Records from a dataset
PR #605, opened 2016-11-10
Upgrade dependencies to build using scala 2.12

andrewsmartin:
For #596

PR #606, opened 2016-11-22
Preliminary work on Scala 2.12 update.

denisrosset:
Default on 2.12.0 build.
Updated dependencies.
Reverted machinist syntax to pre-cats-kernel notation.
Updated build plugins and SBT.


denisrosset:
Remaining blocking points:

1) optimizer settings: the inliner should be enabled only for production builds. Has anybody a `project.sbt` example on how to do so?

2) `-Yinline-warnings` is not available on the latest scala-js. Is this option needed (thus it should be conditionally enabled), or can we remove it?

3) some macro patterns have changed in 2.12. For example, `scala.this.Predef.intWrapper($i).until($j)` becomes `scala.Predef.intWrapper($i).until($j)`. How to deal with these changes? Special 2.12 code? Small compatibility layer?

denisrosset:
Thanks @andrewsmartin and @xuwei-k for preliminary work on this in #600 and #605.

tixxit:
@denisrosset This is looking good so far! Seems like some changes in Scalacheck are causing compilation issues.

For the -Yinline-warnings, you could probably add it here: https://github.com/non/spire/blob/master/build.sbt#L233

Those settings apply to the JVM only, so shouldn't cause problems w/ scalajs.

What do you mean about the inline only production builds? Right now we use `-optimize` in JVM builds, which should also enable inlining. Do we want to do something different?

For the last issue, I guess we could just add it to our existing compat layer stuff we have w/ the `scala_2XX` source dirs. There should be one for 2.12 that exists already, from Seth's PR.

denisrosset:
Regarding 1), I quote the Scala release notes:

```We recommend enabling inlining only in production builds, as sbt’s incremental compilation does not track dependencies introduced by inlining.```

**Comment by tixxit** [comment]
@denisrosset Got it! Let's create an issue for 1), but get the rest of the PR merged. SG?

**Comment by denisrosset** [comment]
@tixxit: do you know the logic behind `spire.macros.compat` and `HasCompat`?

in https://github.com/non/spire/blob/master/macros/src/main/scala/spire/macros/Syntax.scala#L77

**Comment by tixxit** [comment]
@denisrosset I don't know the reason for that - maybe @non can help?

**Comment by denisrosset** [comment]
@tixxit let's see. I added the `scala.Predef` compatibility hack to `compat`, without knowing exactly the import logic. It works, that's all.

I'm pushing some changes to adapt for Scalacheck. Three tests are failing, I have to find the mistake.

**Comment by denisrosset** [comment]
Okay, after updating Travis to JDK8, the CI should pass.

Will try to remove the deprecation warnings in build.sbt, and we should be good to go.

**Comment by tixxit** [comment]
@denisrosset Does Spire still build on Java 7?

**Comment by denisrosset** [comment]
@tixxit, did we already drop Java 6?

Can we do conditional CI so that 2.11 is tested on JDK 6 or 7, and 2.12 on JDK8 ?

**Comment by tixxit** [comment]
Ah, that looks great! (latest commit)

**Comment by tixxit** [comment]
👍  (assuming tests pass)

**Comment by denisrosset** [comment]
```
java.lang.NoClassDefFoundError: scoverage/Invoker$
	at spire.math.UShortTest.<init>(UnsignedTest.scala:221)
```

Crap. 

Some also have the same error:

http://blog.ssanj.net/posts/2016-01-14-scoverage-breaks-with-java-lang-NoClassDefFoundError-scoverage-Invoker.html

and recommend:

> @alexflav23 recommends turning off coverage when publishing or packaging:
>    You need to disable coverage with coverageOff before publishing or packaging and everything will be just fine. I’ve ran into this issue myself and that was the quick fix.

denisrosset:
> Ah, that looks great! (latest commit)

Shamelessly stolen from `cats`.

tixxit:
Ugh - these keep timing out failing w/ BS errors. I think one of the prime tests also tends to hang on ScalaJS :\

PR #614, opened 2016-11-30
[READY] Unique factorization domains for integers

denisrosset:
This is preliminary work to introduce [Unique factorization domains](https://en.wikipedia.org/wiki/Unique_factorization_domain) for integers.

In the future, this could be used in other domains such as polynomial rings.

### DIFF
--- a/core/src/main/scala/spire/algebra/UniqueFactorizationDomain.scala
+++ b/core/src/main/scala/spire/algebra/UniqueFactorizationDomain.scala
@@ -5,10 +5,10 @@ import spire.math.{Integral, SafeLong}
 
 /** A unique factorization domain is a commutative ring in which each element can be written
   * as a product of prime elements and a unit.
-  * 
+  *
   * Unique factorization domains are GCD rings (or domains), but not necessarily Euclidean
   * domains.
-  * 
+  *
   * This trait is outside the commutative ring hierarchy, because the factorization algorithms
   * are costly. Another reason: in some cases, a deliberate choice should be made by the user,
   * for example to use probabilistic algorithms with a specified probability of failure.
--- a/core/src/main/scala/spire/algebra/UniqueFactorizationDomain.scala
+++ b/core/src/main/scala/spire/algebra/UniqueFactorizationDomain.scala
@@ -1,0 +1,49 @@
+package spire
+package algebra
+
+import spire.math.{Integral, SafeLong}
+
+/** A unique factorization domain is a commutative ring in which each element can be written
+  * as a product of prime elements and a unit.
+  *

**ABOUT THIS EXERCISE**. For the data above, give the number of lines in which the word "blob" appears, and nothing more.

**RESULT**. 2